# On the market for my next purchase



## Funkymonkey (Apr 14, 2011)

Hi everyone,

It's my first time on these forums and I recently developed an interest in firearms so please be gentle .

I currently own a 9 mm Barrera 92fs and I love it. I am now on the market for my next handgun purchase which is why I'm posting here.

I have been reading *lots of material on gun selection and after having owned a gun, I have come up with some criteria for what I want. I would love some suggestions from you guys after reading my 5 criteria

1) Accuracy - this to me is the number 1 criteria. If you feel 2 guns are excellent but one is more accurate than another, please tell me about the more accurate one.

2) low recoil/low felt recoil-*I know this is very subjective but if you feel 2 guns are equally accurate but one feels softer than another, I want to know about the softer one. I will tell you about my caliber preference later but I know that higher caliber will have more of a kick. Please compare guns in the same caliber when comparing recoil.

3) Size.*
Currently I am considering compact and sub compact only. I have fired many pistols and size seems to differ by manufacturer. Some compacts feel big.

*I prefer smaller pistols. If 2 pistols seem to have the same accuracy and recoil but one is smaller than the other, recommend the smaller.

4) Reliability. I am particular about cleaning my pistols but I would like to choose 1 that isn't high maintenance. Also, if the pistol can eat through cheap ammo, I'd prefer it over something that shoots factory loads well but struggles with hand loads/other cheap ammo. Again, if u feel two guns are equally accurate, same recoil and same size, please recommend 1 that you feel will eat all sorts of ammo, will require less maintenance and won't heat up too quickly.

5) Weight. From what I have read and observed, this seems to be a double edged sword. Light pistols seem to kick more than their heavier counterparts. I prefer lighter but without compromising accuracy and recoil. If 2 guns have the same recoil, accuracy size and reliability, I would prefer the lighter.


Configurations
I want an external hammer with double action to single action and a*manual safety. Clear sights are a must and I prefer dotted sights as blade sights are difficult for me., The gun should also have good after market accessories.

Caliber.*
I am of the opinion that a hit with a 22 is better than a miss with a 45 so my main concern with the caliber I choose will be accuracy. If i can shoot a 45 well, i'lll use it.

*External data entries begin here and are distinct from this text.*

PR #4453, opened 2021-01-14
[WFCORE-5243] NullPointerException when invalid <permission> classes specified

rmartinc:
Issue: https://issues.redhat.com/browse/WFCORE-5243

A new deferred factory is used because some permissions cannot be constructed at parsing time (module is not ready at that time, that's why factories are used right now for the deployment). Besides this way a better warn message can be displayed showing what set gave the error (maximum, minimum or deployment).

### DIFF
--- a/security-manager/src/main/java/org/wildfly/extension/security/manager/DeferredPermissionFactory.java
+++ b/security-manager/src/main/java/org/wildfly/extension/security/manager/DeferredPermissionFactory.java
@@ -1,0 +1,98 @@
+/*
+* Copyright 2021 Red Hat, Inc.
+*
+* Licensed under the Apache License, Version 2.0 (the "License");
+* you may not use this file except in compliance with the License.
+* You may obtain a copy of the License at
+*
+*   http://www.apache.org/licenses/LICENSE-2.0
+*
+* Unless required by applicable law or agreed to in writing, software
+* distributed under the License is distributed on an "AS IS" BASIS,
+* WITHOUT WARRANTIES OR CONDITIONS OF ANY KIND, either express or implied.
+* See the License for the specific language governing permissions and
+* limitations under the License.
+*/
+
+package org.wildfly.extension.security.manager;
+
+import java.security.Permission;
+import org.jboss.modules.ModuleLoader;
+import org.jboss.modules.security.LoadedPermissionFactory;
+import org.jboss.modules.security.ModularPermissionFactory;
+import org.jboss.modules.security.PermissionFactory;
+import org.wildfly.extension.security.manager.logging.SecurityManagerLogger;
+import org.wildfly.security.manager.WildFlySecurityManager;
+
+/**
+ * <p>A deferred permission factory that logs a warning if the construction fails.</p>
+ *
+ * @author rmartinc
+ */
+public class DeferredPermissionFactory implements PermissionFactory {
+
+    private final Type type;
+    private final ModuleLoader moduleLoader;
+    private final String moduleName;
+    private final String permissionClass;
+    private final String permissionName;
+    private final String permissionActions;
+
+    private volatile PermissionFactory factory;
+
+    public enum Type {
+        DEPLOYMENT,
+        MAXIMUM_SET,
+        MINIMUM_SET,
+    };
+
+    public DeferredPermissionFactory(Type type, ModuleLoader moduleLoader, String moduleName, String permissionClass, String permissionName, String permissionActions) {
+        if (type == null) {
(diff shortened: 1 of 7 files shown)


jmesnil:
@darranl could you please review?

security-manager/src/main/java/org/wildfly/extension/security/manager/DeferredPermissionFactory.java
```diff
@@ -0,0 +1,98 @@
...
+import org.jboss.modules.security.PermissionFactory;
+import org.wildfly.extension.security.manager.logging.SecurityManagerLogger;
+import org.wildfly.security.manager.WildFlySecurityManager;
+
+/**
+ * <p>A deferred permission factory that logs a warning if the construction fails.</p>
+ *
+ * @author rmartinc
+ */
+public class DeferredPermissionFactory implements PermissionFactory {
```
darranl, line 32: Is this only referenced from the same package?  If so it should not be public but could it be better in the Elytron project?  We would prefer the WildFly Core code to just contain the code required for management,

darranl:
This seems to be a change in behaviour where the original intent appears to be aborting the boot sequence but now we have to rely on log messages.

I agree Stage.MODEL validation is not the time for class loading validation but why not during Stage.RUNTIME?  Is this running into an issue with the deployments ClassLoader?

rmartinc:
> This seems to be a change in behaviour where the original intent appears to be aborting the boot sequence but now we have to rely on log messages.

The problem is that there are two different behaviors right now. With the min-set (standalone.xml) there is a NPE and the boot is aborted (note it's a NPE, not something controlled). It's the same with the deployment permissions.xml file, an invalid permission there aborts the deployment (NPE too). But with the max-set the invalid permissions are just ignored silently (jboss-modules does it).

I tried to unify the behavior and always ignore the invalid permission but logging a warning, the same for max, min or deployment. See [JBEAP-20798](https://issues.redhat.com/browse/JBEAP-20798) where there was a conversation about this.

I can continue throwing an exception in the min and deployment set if it's preferred.

> I agree Stage.MODEL validation is not the time for class loading validation but why not during Stage.RUNTIME? Is this running into an issue with the deployments ClassLoader?

For example the problem is in the deployment parsing. The factories are created and added to the module specification at parsing time [here](https://github.com/wildfly/wildfly-core/blob/master/security-manager/src/main/java/org/wildfly/extension/security/manager/deployment/PermissionsParser.java#L155) but the permission is finally instantiated at POST_MODULE [here](https://github.com/wildfly/wildfly-core/blob/master/security-manager/src/main/java/org/wildfly/extension/security/manager/deployment/PermissionsValidationProcessor.java#L71). The NPE should be controlled at this point but we cannot even create a good message from the factory. Other option is doing changes in jboss-modules to obtain more info about the permission being created.

security-manager/src/main/java/org/wildfly/extension/security/manager/DeferredPermissionFactory.java
rmartinc: Sadly it is used by two packages: org.wildfly.extension.security.manager and org.wildfly.extension.security.manager.deployment. The first one for max and min sets (standalone.xml) and the second one for the deployment set (permissions.xml).

darranl:
It have a complete idea yet but it does sound like different behaviour for minimum and maximum could be justified.  But yes the NPE is definitely a bug, anything that stops the boot should be controlled.

rmartinc:
OK @darranl, if you have a better idea just let me know. The current PR is just allowing the deployment/boot but warning a message in the three sets for any permission that returns null.

rmartinc:
@darranl I have been looking this again and the deferred factory is only needed for the deployment section. So we can do the following:

1. In the minimum and maximum sets (standalone) we continue using the previous {{LoadedPermissionFactory}}. We execute the construction before when we now the permission data to log a message or throw an exception. No performance issue as the permission is cached in the factory.
2. Then the new {{DeferredPermissionFactory}} can be only used for the deployment set (permissions.xml) and it can be not public inside that package.
3. Finally we have to decide if we prefer to just log a message as in the current PR or throw a {{OperationFailedException}} and {{DeploymentUnitProcessingException}} for the minimum and deployment set (not for maximum because that would break current configurations). I preferred the first option but I understand both are valid. Just let me know what you prefer.

What do you think?

darranl (approved):
I have just kicked off CI again as some jobs were red and been a while since the last run but I think we are good to go on this one.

I don't want this to become a thread about caliber selection. I'm only considering 3 at the moment 9, 40 and 45. If you're gonna recommend, please compare 9s to 9s and 45s to 45s. I don't mind multiple recommendation but 1 per caliber please for a most of 3 recommendation.

Philosophy of use:
I would like to use it in uspsa competition and would like to carry it concealed. It will also be the first gun I'll train my wife and kids on. Hence the insistence on a manual safety.

I'll shoot the ones you guys recommend.

Here are some I am currently considering because I've heard really good things about them.

HK USP Compact (9, 40 or 45)
Compact 1911 style (9, 40 or 45)-are 1911s exclusively 45s?

I know little to nothing about These manufacturers so I need your help.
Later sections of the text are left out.